Question

If there are 2n + 1 terms in an arithmetic series, then prove that the ratio of the sum of odd terms to the sum of even terms is $n+1:n$.

Answer 1

Hint: We will break the AP into two APs, one having the odd terms and the other having even terms. Then we will find the first term and the common difference of the two series and then we will use the formula $\dfrac{n}{2}\left( 2a+\left( n-1 \right)d \right)$ for the sum of series in AP and then we will find the ratio.

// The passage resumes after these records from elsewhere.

PR #394, opened 2025-10-08
Prepare for SIMD DCT

sboukortt:


jxl/src/simd/x86_64/avx.rs
```diff
@@ -52,6 +52,15 @@ macro_rules! fn_avx {
 #[repr(transparent)]
 pub struct F32VecAvx(__m256, AvxDescriptor);
 
+impl F32VecAvx {
+    #[inline(always)]
+    unsafe fn get_mask(size: usize) -> __m256i {
+        const MASKS: [i32; 16] = [0, 0, 0, 0, 0, 0, 0, 0, -1, -1, -1, -1, -1, -1, -1, -1];
+        // SAFETY: this is only called from code that has avx available.
+        unsafe { _mm256_loadu_epi32(MASKS.as_ptr().add(size)) }
```
tirr-c: I think this should be reversed?

```suggestion
        const MASKS: [i32; 16] = [-1, -1, -1, -1, -1, -1, -1, -1, 0, 0, 0, 0, 0, 0, 0, 0];
        // SAFETY: this is only called from code that has avx available.
        unsafe { _mm256_loadu_epi32(MASKS.as_ptr().add(8 - size)) }
```

tirr-c: And [the guide](https://www.intel.com/content/www/us/en/docs/intrinsics-guide/index.html#text=_mm256_loadu_epi32&ig_expand=4061) says `_mm256_loadu_epi32` is added in AVX512, so you might need `_mm256_loadu_si256` which should work the same...

sboukortt: Right, thanks; that order was a remnant from when the mask was constructed using `_mm256_set_epi32`, which takes them in the opposite order. But we might eventually change to using a small intermediary buffer anyway.

jxl/src/simd/x86_64/avx.rs
```diff
@@ -26,6 +27,40 @@ impl AvxDescriptor {
     }
 }
 
+impl AvxDescriptor {
+    #[inline(always)]
+    fn transpose4x4(
```
veluca93: transpose4x4f32

jxl/src/simd/x86_64/avx.rs
```diff
@@ -26,6 +27,40 @@ impl AvxDescriptor {
...
+        self,
+        input: &[f32],
+        input_stride: usize,
+        output: &mut [f32],
+        output_stride: usize,
+    ) {
+        // SAFETY: AvxDescriptor can only be constructed if avx2 is available.
```
veluca93: we know avx is available from the safety invariant on `self`.

veluca93: I would move this into a "_impl" function with `#[target_feature(enable = "avx2")]`, and then justify the remaining unsafe operations individually.

jxl/src/simd/x86_64/avx.rs
```diff
@@ -26,6 +27,40 @@ impl AvxDescriptor {
...
+        unsafe {
+            let p0 = _mm_loadu_ps(input.as_ptr());
+            let p1 = _mm_loadu_ps(input[input_stride..].as_ptr());
+            let p2 = _mm_loadu_ps(input[2 * input_stride..].as_ptr());
+            let p3 = _mm_loadu_ps(input[3 * input_stride..].as_ptr());
```
veluca93: Can we assert that `input_stride >= 4` and that `input >= 3 * input_stride + 4` (and also that the intermediate calculation does not overflow), and then use `.as_ptr().add(...)`, with appropriate comments on the safety of the pointer arithmetic?

jxl/src/simd/x86_64/avx.rs
```diff
@@ -26,6 +27,40 @@ impl AvxDescriptor {
...
+
+            let r0 = _mm_unpacklo_ps(q0, q1);
+            let r1 = _mm_unpackhi_ps(q0, q1);
+            let r2 = _mm_unpacklo_ps(q2, q3);
+            let r3 = _mm_unpackhi_ps(q2, q3);
+
+            _mm_storeu_ps(output.as_mut_ptr(), r0);
+            _mm_storeu_ps(output[output_stride..].as_mut_ptr(), r1);
+            _mm_storeu_ps(output[2 * output_stride..].as_mut_ptr(), r2);
+            _mm_storeu_ps(output[3 * output_stride..].as_mut_ptr(), r3);
```
veluca93: Same here.

jxl/src/simd/x86_64/avx.rs
```diff
@@ -60,6 +114,15 @@ macro_rules! fn_avx {
 #[repr(transparent)]
 pub struct F32VecAvx(__m256, AvxDescriptor);
 
+impl F32VecAvx {
+    #[inline(always)]
+    unsafe fn get_mask(size: usize) -> __m256i {
+        const MASKS: [i32; 15] = [-1, -1, -1, -1, -1, -1, -1, -1, 0, 0, 0, 0, 0, 0, 0];
+        // SAFETY: this is only called from code that has avx available.
```
veluca93: I would make this just a `#[target_feature(enable = "avx")]` function; it does not need to be unsafe and probably should not be an associated function of F32VecAvx; alternatively, you can make it take a AvxDescriptor,

The safety comment needs to mention the pointer arithmetic below.

jxl/src/simd/x86_64/avx.rs
```diff
@@ -73,13 +136,33 @@ impl F32SimdVec for F32VecAvx {
         Self(unsafe { _mm256_loadu_ps(mem.as_ptr()) }, d)
     }
 
+    #[inline(always)]
+    fn load_partial(d: Self::Descriptor, size: usize, mem: &[f32]) -> Self {
+        assert!(Self::LEN >= size);
```
veluca93: (this *could* be a debug_assert, as it is not safety-critical)

jxl/src/simd/x86_64/avx.rs
sboukortt: Sorry, move what specifically? This function is already an implementation detail for the broader `transpose`.

jxl/src/simd/x86_64/avx.rs
sboukortt: Adding the asserts make sense. Why `.add` over slices though?

veluca93: Saves bounds checks :-)

jxl/src/simd/x86_64/avx.rs
veluca93: Then I'd just make this `#[target_feature(enable = "avx2")]`.

veluca93: (this implies that the unpack ops would not need unsafe anymore)

sboukortt:
Thanks, how is this?

jxl/src/simd/x86_64/avx.rs
```diff
@@ -60,6 +136,20 @@ macro_rules! fn_avx {
...
 pub struct F32VecAvx(__m256, AvxDescriptor);
 
+#[target_feature(enable = "avx2")]
+#[inline]
+fn get_mask(size: usize) -> __m256i {
+    assert!(size > 0);
+    const MASKS: [i32; 15] = [-1, -1, -1, -1, -1, -1, -1, -1, 0, 0, 0, 0, 0, 0, 0];
+    // SAFETY: this is only called from code that has avx available.
+    // The pointer arithmetic is safe because `size` is at least one, so:
+    // `size - 1` does not underflow;
```
veluca93: We don't actually need size-1 to not underflow (underflow is not UB, and even if it does (size-1) & 7 is still between 0 and 7).

I would remove the assert and the sentence.

jxl/src/simd/x86_64/avx.rs
```diff
@@ -60,6 +136,20 @@ macro_rules! fn_avx {
 #[repr(transparent)]
 pub struct F32VecAvx(__m256, AvxDescriptor);
 
+#[target_feature(enable = "avx2")]
+#[inline]
+fn get_mask(size: usize) -> __m256i {
+    assert!(size > 0);
+    const MASKS: [i32; 15] = [-1, -1, -1, -1, -1, -1, -1, -1, 0, 0, 0, 0, 0, 0, 0];
+    // SAFETY: this is only called from code that has avx available.
```
veluca93: If we actually had this as a safety requirement, this function should be unsafe -- fortunately we don't require it because of the `target_feature` attribute, so we can as well remove this part of the comment.

jxl/src/simd/x86_64/avx.rs
sboukortt: Done, thanks.

PR #396, opened 2025-10-16
NOT UPSTREAMABLE: move to APIs supported by MSRV of 1.85

ErichDonGubler:


ErichDonGubler:
Oh, yikes, I'd meant to file this as a PR against my own fork, so that Mozilla would have a stable point from which it could experiment with it. I'll move this over there, sorry for the noise!

EDIT: Moved to https://github.com/erichdongubler-mozilla/jxl-rs/pull/1.

PR #398, opened 2025-10-20
SIMDfy dequant_lanes

sboukortt:
Before: `dequant_and_transform_to_pixels_dispatch` took 2.2-2.3% of the total time according to `perf`

After: 1.7-1.8%

(Both figures with the simple pipeline)

### DIFF
--- a/jxl/src/simd/mod.rs
+++ b/jxl/src/simd/mod.rs
@@ -30,6 +30,10 @@ pub(crate) use scalar::ScalarDescriptor;
 pub trait SimdDescriptor: Sized + Copy + Debug + Send + Sync {
     type F32Vec: F32SimdVec<Descriptor = Self>;
 
+    type I32Vec: I32SimdVec<Descriptor = Self, F32Vec = Self::F32Vec, Mask = Self::Mask>;
+
+    type Mask: SimdMask<Descriptor = Self, F32Vec = Self::F32Vec, I32Vec = Self::I32Vec>;
+
     fn new() -> Option<Self>;
 
     fn transpose<const ROWS: usize, const COLS: usize>(self, input: &[f32], output: &mut [f32]);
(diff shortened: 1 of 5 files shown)


jxl/src/simd/x86_64/avx512.rs
```diff
@@ -222,3 +227,98 @@ impl DivAssign<F32VecAvx512> for F32VecAvx512 {
...
+    fn splat(d: Self::Descriptor, v: i32) -> Self {
+        // SAFETY: We know avx512f is available from the safety invariant on `d`.
+        unsafe { Self(_mm512_set1_epi32(v), d) }
+    }
+
+    fn_avx!(this: I32VecAvx512, fn as_f32() -> F32VecAvx512 {
+         F32VecAvx512(_mm512_cvtepi32_ps(this.0), this.1)
+    });
+
+    fn_avx!(this: I32VecAvx512, fn abs() -> I32VecAvx512 {
```
veluca93, line 260: I don't believe this is correct :-) But there's _mm512_abs_epi32 & friends.

jxl/src/simd/mod.rs
```diff
@@ -96,6 +100,50 @@ pub trait F32SimdVec:
...
+
+    fn as_f32(self) -> Self::F32Vec;
+
+    fn gt(self, other: Self) -> Self::Mask;
+}
+
+pub trait SimdMask: Sized + Copy + Debug + Send + Sync {
+    type Descriptor: SimdDescriptor;
+
+    type F32Vec: F32SimdVec;
```
veluca93, line 134: Why do we have those? Couldn't we use `Self::Descriptor::F32Vec` instead?

(and/or have `type Descriptor: SimdDescriptor<Mask = Self>`)

veluca93: (same for I32)

veluca93 (approved):

jxl/src/simd/x86_64/avx512.rs
sboukortt: Oops 😂 not sure what I was thinking. (I’m guessing “not”.) Thanks.

jxl/src/simd/mod.rs
sboukortt: Sadly not, as far as I can tell:

        fn as_f32(self) -> Self::Descriptor::F32Vec;

    ambiguous associated type [E0223]
    Help: if there were a trait named `Example` with associated type `F32Vec` implemented for `<Self as I32SimdVec>::Descriptor`, you could use the fully-qualified path

 (I don’t understand what `Example` has to do with it in the help message)

veluca93: Ah, you'd need to use the fully qualified path, which gets fairly verbose fairly quickly... I think it's fine to leave it as is, at least for now.

PR #399, opened 2025-10-23
Less copying around in DCT

sboukortt:


jxl/src/var_dct/dct.rs
```diff
@@ -313,48 +284,20 @@ where
 {
     assert_eq!(data.len(), ROWS * COLS, "Data length mismatch");
 
-    // Create a temporary flat buffer for the transposed data.
-    let mut transposed_data = vec![0.0f32; ROWS * COLS];
+    // Create a temporary buffer for the transposed data.
```
veluca93, line 287: we should probably pass a temporary buffer in as we do in libjxl, btw

veluca93 (approved):

jxl/src/var_dct/dct.rs
sboukortt: Ah, you mean a preallocated “scratch” buffer like we have in various places?

sboukortt:
(I managed to remove a couple more instances thanks to `.as_chunks`.)

jxl/src/var_dct/dct.rs
veluca93: yup

PR #405, opened 2025-10-27
Use padded frame size in PatchesDictionary::read

mo271:
This aligns patch boundary checks with libjxl by using header.size_padded() to prevent PatchesOutOfBounds errors on images with non-aligned dimensions.


mo271:
waiting to merge this until I have added a test image that triggers this in another pull request (in order to see failing ci there)

PR #406, opened 2025-10-28
test image for patches out of bound

mo271:
should exhibit a failure when decoding that is fixed in #405.

This was produced with a manually modified version of `cjxl`:
```
diff --git a/lib/jxl/enc_patch_dictionary.cc b/lib/jxl/enc_patch_dictionary.cc
index e76d7cc7..bb2bb77b 100644
--- a/lib/jxl/enc_patch_dictionary.cc
+++ b/lib/jxl/enc_patch_dictionary.cc
@@ -631,10 +631,25 @@ Status FindBestPatchDictionary(const Image3F& opsin,
     Rect rect(0, 0, state->shared.frame_dim.xsize,
               state->shared.frame_dim.ysize);
     JXL_ASSIGN_OR_RETURN(info,
+\
                          FindDotDictionary(state->cparams, opsin, rect,
                                            state->shared.cmap.base(), pool));
   }
 
+  // Force a patch at (0, 13) 
+  if (state->cparams.patches == Override::kOn) {
+    info.emplace_back();
+    info.back().second.emplace_back(0, 13);
+    QuantizedPatch& patch = info.back().first;
+    patch.xsize = 1;
+    patch.ysize = 1;
+    for (size_t c = 0; c < 3; ++c) {
+      patch.fpixels[c][0] = 0.1f;  // Arbitrary non-zero value
+      patch.pixels[c][0] = 1;
+    }
+  }
+  
+
   if (info.empty()) return true;
 
```
and then calling 
```
cjxl test_image16x13.ppm patch_y_out_of_bounds.jxl --patches=1 -e 9
```

### DIFF
--- a/jxl/src/frame/decode.rs
+++ b/jxl/src/frame/decode.rs
@@ -159,8 +159,8 @@ impl Frame {
             info!("decoding patches");
             Some(PatchesDictionary::read(
                 br,
-                self.header.width as usize,
-                self.header.height as usize,
+                self.header.size_padded().0,
+                self.header.size_padded().1,
                 self.decoder_state.extra_channel_info().len(),
                 &self.decoder_state.reference_frames,
             )?)


mo271:
fails as expected before merging #405 with
```
---- api::decoder::tests::decode_test_file_patch_y_out_of_bounds stdout ----

thread 'api::decoder::tests::decode_test_file_patch_y_out_of_bounds' panicked at jxl/src/api/decoder.rs:279:39:
called `Result::unwrap()` on an `Err` value: PatchesOutOfBounds("y", 13, 1, 13)
note: run with `RUST_BACKTRACE=1` environment variable to display a backtrace


failures:
    api::decoder::tests::decode_test_file_patch_y_out_of_bounds

```

PR #409, opened 2025-10-29
Unify the JxlOutputBuffer type with the Image type.

veluca93:
They now belong to the same hierarchy of Image types.

This introduces new RawImage types, that store data independently of the actual data type used. This will be useful as a replacement for RowBuffer and for storing pipeline input without needing to generate code specific to every data type.

The underlying implementation is somewhat more efficient, giving an approximate 5% speed increase.


jxl/src/image/data_type.rs
```diff
@@ -0,0 +1,185 @@
...
+// license that can be found in the LICENSE file.
+
+use std::fmt::Debug;
+
+mod private {
+    pub trait Sealed {}
+}
+
+#[derive(Copy, Clone, PartialEq, Eq, Debug)]
+pub enum DataTypeTag {
```
szabadka, line 13: maybe add a comment here that for any new data type tag the ImageDataType  trait safety requirements must be asserted below.

jxl/src/image/data_type.rs
```diff
@@ -0,0 +1,185 @@
...
+};
+
+/// # Safety
+/// Any type implementing this trait must be a "bag-of-bits" type with no padding.
+/// Moreover, Self::DATA_TYPE_ID.size() must match the size and be a multiple of the alignment of
+/// `Self`.
+pub unsafe trait ImageDataType:
+    private::Sealed + Copy + Default + 'static + Debug + PartialEq + Send + Sync
+{
+    /// ID of this data type. Different types *must* have different values.
```
anforowicz: nit: Can the comment clarify if this is a _safety_ requirement, or merely a correctness requirement?

jxl/src/image/data_type.rs
```diff
@@ -0,0 +1,185 @@
...
+    assert!(std::mem::size_of::<u16>() == DataTypeTag::U16.size());
+    assert!(std::mem::size_of::<half::f16>() == DataTypeTag::F16.size());
+    assert!(std::mem::size_of::<i32>() == DataTypeTag::I32.size());
+    assert!(std::mem::size_of::<u32>() == DataTypeTag::U32.size());
+    assert!(std::mem::size_of::<f32>() == DataTypeTag::F32.size());
+    assert!(std::mem::size_of::<f64>() == DataTypeTag::F64.size());
+};
+
+/// # Safety
+/// Any type implementing this trait must be a "bag-of-bits" type with no padding.
```
anforowicz, line 51: I wonder if using `bytemuck::Pod` would be one way to avoid 1) introducing an `unsafe trait` and 2) providing `unsafe impl`s for primitive types.

OTOH, `bytemuck::Pod` may not cover all of your requirements (matching `Self::DATA_TYPE_ID.size()`).  Still, maybe removal of _some_ of the safety requirements is desirable?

Complete step-by-step solution -
Let’s start solving this question.
Let the first term be ‘a’ which is the first odd term and let ‘d’ be the common difference.
$\begin{align}
  & {{T}_{1}}=a \\
 & {{T}_{2}}=a+d \\
 & {{T}_{3}}=a+2d \\
 & {{T}_{4}}=a+3d \\
\end{align}$
Similarly we can find the values of all the terms.
Now we can see that the odd terms are ${{T}_{1}},{{T}_{3}},{{T}_{5}}......$
Therefore, the first term in a series of odd terms is ‘a’, and the common difference is ${{T}_{3}}-{{T}_{1}}=a+2d-a=2d$, hence it is ‘2d’.
Now the even terms are ${{T}_{2}},{{T}_{4}},{{T}_{6}}.........$
Therefore, the first term in a series of even terms is ‘a+d’ and the common difference is ${{T}_{4}}-{{T}_{2}}=a+3d-a-d=2d$, hence it is ‘2d’.
Now the first even term will be ‘a + d’
It has been given that there are 2n + 1 terms in total.
Hence, there are n + 1 odd term and n even terms because the total number of terms is odd and the first term is also odd, so odd terms will be more.
Now for the series of odd terms,
The first term is ‘a’ and the common difference will be ‘2d’ because for difference ‘d’ we will get the even term after that.
Now the formula for sum of n terms of AP having first term ‘a’ and common difference ‘d’ is:
$\dfrac{n}{2}\left( 2a+\left( n-1 \right)d \right).........(1)$
Now using (1) for first term ‘a’, total terms n + 1, and the common difference ‘2d’ we get,
$\begin{align}
  & =\dfrac{n+1}{2}\left( 2a+\left( n+1-1 \right)2d \right) \\
 & =\dfrac{n+1}{2}\left( 2a+2nd \right)............(2) \\
\end{align}$
Now for the series of even terms,
We have first term as ‘a + d’, common difference as ‘2d’ and total terms n.
Hence, substituting these values is (1) we get,
 $\begin{align}
  & =\dfrac{n}{2}\left( 2(a+d)+\left( n-1 \right)2d \right) \\
 & =\dfrac{n}{2}\left( 2a+2d+2nd-2d \right) \\
 & =\dfrac{n}{2}\left( 2a+2nd \right)............(3) \\
\end{align}$
Now the ratio of sum of odd terms by even terms is:
$\begin{align}
  & =\dfrac{equation(2)}{equation(3)} \\
 & =\dfrac{\dfrac{n+1}{2}\left( 2a+2nd \right)}{\dfrac{n}{2}\left( 2a+2nd \right)} \\
 & =\dfrac{n+1}{n} \\
\end{align}$
Hence, proved.

Note: We have formed the two different AP to solve this question. If the total number of terms is odd then the number of the odd terms is one greater than the number of even term, as the first term is an odd term. One can check the relation by putting some value of n, a, and d to check whether it is true or not. The formula $\dfrac{n}{2}\left( 2a+\left( n-1 \right)d \right)$ for the sum of AP of n terms must be kept in mind. The method that we used to divide one AP into sub-AP’s is a very important step.